Task to carry out.
Scan the records below for the word "sure". Copy each line where it appears.

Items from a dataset
-- -- --

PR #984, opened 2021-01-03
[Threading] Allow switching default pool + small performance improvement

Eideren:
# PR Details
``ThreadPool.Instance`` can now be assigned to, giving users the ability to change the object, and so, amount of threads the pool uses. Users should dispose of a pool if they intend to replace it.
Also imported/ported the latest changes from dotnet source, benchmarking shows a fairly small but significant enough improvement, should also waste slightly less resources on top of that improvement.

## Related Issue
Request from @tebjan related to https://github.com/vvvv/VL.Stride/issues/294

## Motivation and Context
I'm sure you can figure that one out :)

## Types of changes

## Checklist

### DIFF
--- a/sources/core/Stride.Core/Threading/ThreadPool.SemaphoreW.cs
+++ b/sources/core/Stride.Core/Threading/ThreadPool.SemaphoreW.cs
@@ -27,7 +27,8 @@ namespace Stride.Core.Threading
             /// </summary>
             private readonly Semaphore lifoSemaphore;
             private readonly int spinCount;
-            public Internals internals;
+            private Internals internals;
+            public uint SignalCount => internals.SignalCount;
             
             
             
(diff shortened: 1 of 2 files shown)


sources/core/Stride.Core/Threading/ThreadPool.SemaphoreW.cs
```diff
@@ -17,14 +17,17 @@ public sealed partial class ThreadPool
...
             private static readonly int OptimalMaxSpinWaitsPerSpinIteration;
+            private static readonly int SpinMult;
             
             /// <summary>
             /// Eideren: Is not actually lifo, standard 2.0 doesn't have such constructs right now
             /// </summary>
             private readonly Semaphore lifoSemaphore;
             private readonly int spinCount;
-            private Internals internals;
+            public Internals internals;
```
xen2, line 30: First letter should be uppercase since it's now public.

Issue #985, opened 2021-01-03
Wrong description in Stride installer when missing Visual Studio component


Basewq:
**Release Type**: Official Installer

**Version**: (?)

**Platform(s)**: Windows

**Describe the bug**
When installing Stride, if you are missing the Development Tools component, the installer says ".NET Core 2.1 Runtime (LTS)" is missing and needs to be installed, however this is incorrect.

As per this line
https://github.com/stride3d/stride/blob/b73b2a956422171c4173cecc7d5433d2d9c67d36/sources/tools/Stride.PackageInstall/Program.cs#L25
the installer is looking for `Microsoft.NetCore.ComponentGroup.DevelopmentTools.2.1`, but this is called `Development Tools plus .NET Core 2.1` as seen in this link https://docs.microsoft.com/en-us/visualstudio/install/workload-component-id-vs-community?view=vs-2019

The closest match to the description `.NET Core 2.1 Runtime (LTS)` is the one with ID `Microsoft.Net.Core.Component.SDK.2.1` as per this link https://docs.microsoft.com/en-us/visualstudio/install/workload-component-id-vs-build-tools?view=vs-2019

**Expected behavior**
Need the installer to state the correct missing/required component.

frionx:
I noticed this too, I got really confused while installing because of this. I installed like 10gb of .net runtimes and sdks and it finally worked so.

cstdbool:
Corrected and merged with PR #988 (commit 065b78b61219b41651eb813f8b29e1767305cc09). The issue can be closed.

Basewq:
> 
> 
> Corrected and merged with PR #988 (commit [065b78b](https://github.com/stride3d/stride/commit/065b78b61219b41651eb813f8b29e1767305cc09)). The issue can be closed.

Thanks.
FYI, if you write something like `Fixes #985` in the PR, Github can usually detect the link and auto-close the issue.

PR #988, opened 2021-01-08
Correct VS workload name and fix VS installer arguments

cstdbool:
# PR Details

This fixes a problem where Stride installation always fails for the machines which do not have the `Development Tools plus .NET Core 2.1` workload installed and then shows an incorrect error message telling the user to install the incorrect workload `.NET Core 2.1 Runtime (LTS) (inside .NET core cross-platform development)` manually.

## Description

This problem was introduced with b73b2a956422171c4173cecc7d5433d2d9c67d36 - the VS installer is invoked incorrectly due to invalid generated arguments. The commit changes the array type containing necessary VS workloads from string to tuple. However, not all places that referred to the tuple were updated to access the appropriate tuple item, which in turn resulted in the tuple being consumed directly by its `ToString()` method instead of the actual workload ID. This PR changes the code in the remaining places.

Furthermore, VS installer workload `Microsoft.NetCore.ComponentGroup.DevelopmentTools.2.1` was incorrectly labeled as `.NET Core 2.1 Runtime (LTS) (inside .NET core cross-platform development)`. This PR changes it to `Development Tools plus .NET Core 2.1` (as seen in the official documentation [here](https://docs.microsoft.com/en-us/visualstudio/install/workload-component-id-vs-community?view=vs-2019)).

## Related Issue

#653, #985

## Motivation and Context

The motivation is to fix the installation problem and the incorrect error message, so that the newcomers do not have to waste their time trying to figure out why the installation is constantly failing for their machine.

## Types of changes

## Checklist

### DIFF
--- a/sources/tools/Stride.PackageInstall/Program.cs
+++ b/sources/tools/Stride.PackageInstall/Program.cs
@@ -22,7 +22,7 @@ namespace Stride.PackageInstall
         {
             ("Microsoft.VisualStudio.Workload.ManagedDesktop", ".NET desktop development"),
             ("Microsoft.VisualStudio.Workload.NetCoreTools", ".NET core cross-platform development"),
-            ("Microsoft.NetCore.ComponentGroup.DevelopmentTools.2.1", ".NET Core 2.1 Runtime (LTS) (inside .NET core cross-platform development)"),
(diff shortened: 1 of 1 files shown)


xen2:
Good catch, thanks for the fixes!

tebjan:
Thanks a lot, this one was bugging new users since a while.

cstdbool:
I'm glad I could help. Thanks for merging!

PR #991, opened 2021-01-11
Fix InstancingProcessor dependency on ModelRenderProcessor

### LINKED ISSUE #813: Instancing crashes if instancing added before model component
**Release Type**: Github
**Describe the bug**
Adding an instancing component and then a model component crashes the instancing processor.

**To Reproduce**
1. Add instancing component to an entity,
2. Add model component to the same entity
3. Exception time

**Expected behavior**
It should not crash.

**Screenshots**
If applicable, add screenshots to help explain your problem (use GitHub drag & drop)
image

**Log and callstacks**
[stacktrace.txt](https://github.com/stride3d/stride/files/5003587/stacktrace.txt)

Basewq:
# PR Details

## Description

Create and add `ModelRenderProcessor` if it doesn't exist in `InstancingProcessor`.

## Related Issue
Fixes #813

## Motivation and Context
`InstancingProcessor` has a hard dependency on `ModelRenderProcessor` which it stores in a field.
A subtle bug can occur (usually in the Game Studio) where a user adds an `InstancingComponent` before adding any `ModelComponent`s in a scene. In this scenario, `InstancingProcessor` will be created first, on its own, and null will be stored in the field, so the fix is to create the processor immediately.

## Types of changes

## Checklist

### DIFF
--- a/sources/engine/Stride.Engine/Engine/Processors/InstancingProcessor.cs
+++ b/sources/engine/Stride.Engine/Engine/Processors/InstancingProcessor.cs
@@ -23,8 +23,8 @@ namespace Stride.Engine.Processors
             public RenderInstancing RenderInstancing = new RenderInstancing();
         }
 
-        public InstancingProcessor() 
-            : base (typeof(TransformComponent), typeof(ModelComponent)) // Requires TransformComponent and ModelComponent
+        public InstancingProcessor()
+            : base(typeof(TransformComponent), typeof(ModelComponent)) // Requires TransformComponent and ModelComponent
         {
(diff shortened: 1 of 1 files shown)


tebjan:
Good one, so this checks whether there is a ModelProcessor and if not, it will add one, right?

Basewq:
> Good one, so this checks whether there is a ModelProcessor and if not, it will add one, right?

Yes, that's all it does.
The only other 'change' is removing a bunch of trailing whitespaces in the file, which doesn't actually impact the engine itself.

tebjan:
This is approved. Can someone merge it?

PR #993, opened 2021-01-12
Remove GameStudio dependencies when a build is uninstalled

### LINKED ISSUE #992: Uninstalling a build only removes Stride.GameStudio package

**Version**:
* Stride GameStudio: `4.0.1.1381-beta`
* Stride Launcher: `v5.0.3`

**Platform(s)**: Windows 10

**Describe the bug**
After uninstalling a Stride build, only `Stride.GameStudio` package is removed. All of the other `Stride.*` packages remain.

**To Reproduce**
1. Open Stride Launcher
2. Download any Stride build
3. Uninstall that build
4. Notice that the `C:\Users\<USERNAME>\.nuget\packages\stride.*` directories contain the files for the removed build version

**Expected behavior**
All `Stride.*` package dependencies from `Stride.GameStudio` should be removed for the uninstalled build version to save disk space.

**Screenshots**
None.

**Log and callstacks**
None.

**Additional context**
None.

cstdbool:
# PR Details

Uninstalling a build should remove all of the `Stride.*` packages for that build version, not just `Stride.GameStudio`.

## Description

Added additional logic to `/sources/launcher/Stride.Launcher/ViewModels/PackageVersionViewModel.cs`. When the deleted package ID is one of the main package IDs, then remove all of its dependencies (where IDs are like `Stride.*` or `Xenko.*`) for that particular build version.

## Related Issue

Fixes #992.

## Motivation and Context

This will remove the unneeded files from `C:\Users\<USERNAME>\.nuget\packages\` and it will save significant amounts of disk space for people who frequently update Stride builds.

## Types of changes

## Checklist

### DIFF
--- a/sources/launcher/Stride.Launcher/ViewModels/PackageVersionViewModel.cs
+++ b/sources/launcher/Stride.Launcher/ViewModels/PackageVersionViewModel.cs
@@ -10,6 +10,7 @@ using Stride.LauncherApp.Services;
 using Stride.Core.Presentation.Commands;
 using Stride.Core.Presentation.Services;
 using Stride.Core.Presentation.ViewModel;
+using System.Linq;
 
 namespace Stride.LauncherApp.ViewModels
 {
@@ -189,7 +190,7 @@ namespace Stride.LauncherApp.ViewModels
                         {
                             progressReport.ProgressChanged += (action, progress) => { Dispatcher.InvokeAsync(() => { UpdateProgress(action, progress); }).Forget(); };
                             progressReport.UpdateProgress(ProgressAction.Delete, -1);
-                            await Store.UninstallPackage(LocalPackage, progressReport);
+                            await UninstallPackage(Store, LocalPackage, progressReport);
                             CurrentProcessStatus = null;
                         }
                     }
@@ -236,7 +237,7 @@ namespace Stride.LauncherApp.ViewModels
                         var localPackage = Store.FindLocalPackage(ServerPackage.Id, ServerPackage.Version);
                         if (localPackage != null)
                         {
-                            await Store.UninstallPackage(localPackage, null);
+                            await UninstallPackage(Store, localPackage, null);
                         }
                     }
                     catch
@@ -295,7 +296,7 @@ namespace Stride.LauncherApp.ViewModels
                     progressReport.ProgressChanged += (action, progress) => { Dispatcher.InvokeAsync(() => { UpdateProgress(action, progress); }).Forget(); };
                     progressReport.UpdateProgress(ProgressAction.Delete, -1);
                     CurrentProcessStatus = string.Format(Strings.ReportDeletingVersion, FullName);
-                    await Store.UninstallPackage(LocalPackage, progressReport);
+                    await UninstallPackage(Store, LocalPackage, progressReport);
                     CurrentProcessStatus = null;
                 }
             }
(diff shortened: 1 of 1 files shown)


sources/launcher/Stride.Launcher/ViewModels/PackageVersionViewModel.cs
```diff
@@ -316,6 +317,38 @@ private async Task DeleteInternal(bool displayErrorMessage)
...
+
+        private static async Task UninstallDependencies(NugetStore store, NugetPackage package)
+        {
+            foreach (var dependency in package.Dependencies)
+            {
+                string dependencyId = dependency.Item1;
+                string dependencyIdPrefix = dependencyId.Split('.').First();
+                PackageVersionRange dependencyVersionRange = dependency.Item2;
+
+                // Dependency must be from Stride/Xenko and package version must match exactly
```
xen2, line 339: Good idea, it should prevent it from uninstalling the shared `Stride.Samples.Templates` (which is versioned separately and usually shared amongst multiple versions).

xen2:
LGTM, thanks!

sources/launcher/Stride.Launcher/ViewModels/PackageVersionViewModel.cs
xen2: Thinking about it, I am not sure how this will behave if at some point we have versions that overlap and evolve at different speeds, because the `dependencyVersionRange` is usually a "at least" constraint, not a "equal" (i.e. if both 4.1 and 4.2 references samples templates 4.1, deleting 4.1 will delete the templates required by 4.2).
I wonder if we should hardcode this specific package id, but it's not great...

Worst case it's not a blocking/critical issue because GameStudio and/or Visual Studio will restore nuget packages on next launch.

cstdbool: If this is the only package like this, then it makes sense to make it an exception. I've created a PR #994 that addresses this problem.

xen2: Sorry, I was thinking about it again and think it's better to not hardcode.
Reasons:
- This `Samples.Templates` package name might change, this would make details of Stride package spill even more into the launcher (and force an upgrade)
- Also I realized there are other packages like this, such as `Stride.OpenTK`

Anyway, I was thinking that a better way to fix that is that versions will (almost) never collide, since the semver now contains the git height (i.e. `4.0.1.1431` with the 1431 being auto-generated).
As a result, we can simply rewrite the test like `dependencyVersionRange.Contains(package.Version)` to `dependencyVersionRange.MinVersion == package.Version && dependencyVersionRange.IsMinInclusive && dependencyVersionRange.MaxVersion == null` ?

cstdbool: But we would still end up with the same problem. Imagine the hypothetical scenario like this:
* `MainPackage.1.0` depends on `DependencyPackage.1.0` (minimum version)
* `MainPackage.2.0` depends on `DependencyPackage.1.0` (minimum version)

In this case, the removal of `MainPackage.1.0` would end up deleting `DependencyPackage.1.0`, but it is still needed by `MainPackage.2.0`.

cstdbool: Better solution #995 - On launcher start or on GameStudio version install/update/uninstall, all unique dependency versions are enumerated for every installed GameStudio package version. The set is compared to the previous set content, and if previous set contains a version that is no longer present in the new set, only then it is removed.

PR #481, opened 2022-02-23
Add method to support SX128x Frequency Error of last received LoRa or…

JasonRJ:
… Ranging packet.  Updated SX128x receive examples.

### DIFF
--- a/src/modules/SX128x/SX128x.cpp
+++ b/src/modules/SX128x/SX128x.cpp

-- -- --

Solution to this problem.
I'm sure you can figure that one out :)
xen2: Thinking about it, I am not sure how this will behave if at some point we have versions that overlap and evolve at different speeds, because the `dependencyVersionRange` is usually a "at least" constraint, not a "equal" (i.e. if both 4.1 and 4.2 references samples templates 4.1, deleting 4.1 will delete the templates required by 4.2).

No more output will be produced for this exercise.